Open MPI User's Mailing List Archives

  |   Home   |   Support   |   FAQ   |   all Open MPI User's mailing list

Subject: Re: [OMPI users] QLogic HCA random crash after prolonged use
From: Dave Love (d.love_at_[hidden])
Date: 2013-04-25 12:24:34


"Elken, Tom" <tom.elken_at_[hidden]> writes:

>> > Intel has acquired the InfiniBand assets of QLogic
>> > about a year ago. These SDR HCAs are no longer supported, but should
>> > still work.
> [Tom]
> I guess the more important part of what I wrote is that " These SDR HCAs are no longer supported" :)

Sure, though from our point of view, they never were.

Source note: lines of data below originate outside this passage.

PR #384, opened 2022-03-17
Expose Index.v_no_cache

tomjridge:
This is needed by layers for example, where in the worker we need to open a new irmin
pack+index, making sure we DO NOT reuse any existing instances.

I was never sure why there were caches baked in to the constructors of index and irmin pack stores in the first place, so please let me know if somehow this breaks some invariants I am not aware of.

The next step is to then add a similar constructor to irmin pack stores.

### DIFF
--- a/src/index.ml
+++ b/src/index.ml
@@ -622,8 +622,8 @@ struct
 
   (* Defaults shared between {!v} and {!v_no_cache}. *)
   module D = struct
-    let flush_callback,fresh,readonly,throttle,lru_size = 
-      (fun () -> ()),false,false,`Block_writes,30_000
+    let flush_callback, fresh, readonly, throttle, lru_size =
+      ((fun () -> ()), false, false, `Block_writes, 30_000)
   end
 
   let v ?(flush_callback = D.flush_callback) ?(cache = empty_cache ())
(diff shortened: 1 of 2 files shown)


Ngoguey42:
This looks good. I don't think it creates problems.

You could also have added a parameter to the existing `v` function, but adding `v_no_cache` seems fine too.

The CI is complaining because of code formatting. Could you apply ocamlformat?

CraigFe:
Perhaps an alternative approach here could be to use a `Cache.S` implementation that respects the process ID, which could then live in `irmin-pack` itself:

```diff
diff --git a/src/irmin-pack/unix/pack_index.ml b/src/irmin-pack/unix/pack_index.ml
index 055cc1c44a..d3d0b2d417 100644
--- a/src/irmin-pack/unix/pack_index.ml
+++ b/src/irmin-pack/unix/pack_index.ml
@@ -50,7 +50,30 @@ module Make (K : Irmin.Hash.S) = struct
   end

   module Stats = Index.Stats
-  module Index = Index_unix.Make (Key) (Val) (Index.Cache.Unbounded)
+
+  (** An instance cache that is additionally keyed by process ID, to ensure that
+      the index constructor is fork-safe (as is required by the asynchronous
+      worker in the layered store). *)
+  module Unbounded_instance_cache : Index.Cache.S = struct
+    module Pid : sig
+      type t
+
+      val get : unit -> t
+    end = struct
+      type t = int
+
+      let get = Unix.getpid
+    end
+
+    type ('k, 'v) t = ('k * Pid.t, 'v) Hashtbl.t
+
+    let create () = Hashtbl.create 0
+    let add t k v = Hashtbl.add t (k, Pid.get ()) v
+    let find t k = Hashtbl.find_opt t (k, Pid.get ())
+    let remove t k = Hashtbl.remove t (k, Pid.get ())
+  end
+
+  module Index = Index_unix.Make (Key) (Val) (Unbounded_instance_cache)
   include Index

   (** Implicit caching of Index instances. TODO: Require the user to pass Pack
```

Adding a `_no_cache` constructor to Index obviously works too if you'd rather do that.

tomjridge:
Hi @CraigFe. I understand your alternative, but think I prefer `_no_cache`. 

I have a question though: As I understand it, the internal caching in index and pack store (and elsewhere?), based on path names, is so that the various stores (node,commit,content) that are constructed using an underlying pack store, can all share the same pack store instance? Is this the only reason for this caching?

CraigFe:
> Is this the only reason for this caching?

It's exploited within `irmin-pack` as you point out, but Irmin (or at least its test suite) also expects `Store.Repo.v` to be memoised such that two handles build with the same config can interoperate. (This is why even purely in-memory backends have memoised constructors.)

The Tezos store also uses instance caches in a similar manner in a few places ([here](https://gitlab.com/tezos/tezos/-/blob/26ba6e034ac49270fd3e09fd72c5a44b1e85a7b1/src/lib_store/floating_block_index.ml#L104) and [here](https://gitlab.com/tezos/tezos/-/blob/master/src/lib_store/cemented_block_store.ml#L35-41)), but I'm not sure if this is actually being relied upon for correctness.

tomjridge:
@CraigFe Thinking about it more, I'm coming round to your caching-by-pid solution!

Good riddance to
that cluster vendor, who should have gone out of business earlier.

> [Tom]
> Some testing from an Intel group who had these QLE7140 HCAs revealed to me that they do _not_ work with our recent software stack such as IFS 7.1.1 (which includes OFED 1.5.4.1) .

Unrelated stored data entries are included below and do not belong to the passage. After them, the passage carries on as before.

PR #386, opened 2022-04-14
Support all versions of cmdliner

icristescu:
similar to https://github.com/mirage/irmin/pull/1803
also upgrade OCamlFormat


zshipko:
Is there any reason not to merge this?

I suspect I had done the experiment too.

> They were able to get them to work with the QLogic OFED+ 6.0.2 stack.
> That corresponds to OFED 1.5.2 -- that was the first OFED to include
> PSM.

In case it helps for anyone else trying this with old kit: I had been
using a v6.something, but I'd have to check the something. Using the
set of "updates" modules built with that and the latest kernel also
provokes the crashes, binary compatibility or not.

> I am providing this info as a courtesy, but not making any guarantees
> that it will work.

Understood, and thanks.

> [Tom]
> The older QLogic and OFED stacks mentioned above were not ported to nor tested with RHEL 5.9, which did not exist at the time. Sorry.

Sure, and presumably the Red Hat module shouldn't match the hardware if
it won't work. (The kernel supports the even older QHT cards OK -- pity
anyone running an old cluster with Mellanox added to three incompatible
lots of Infinipath and ethernet islands.)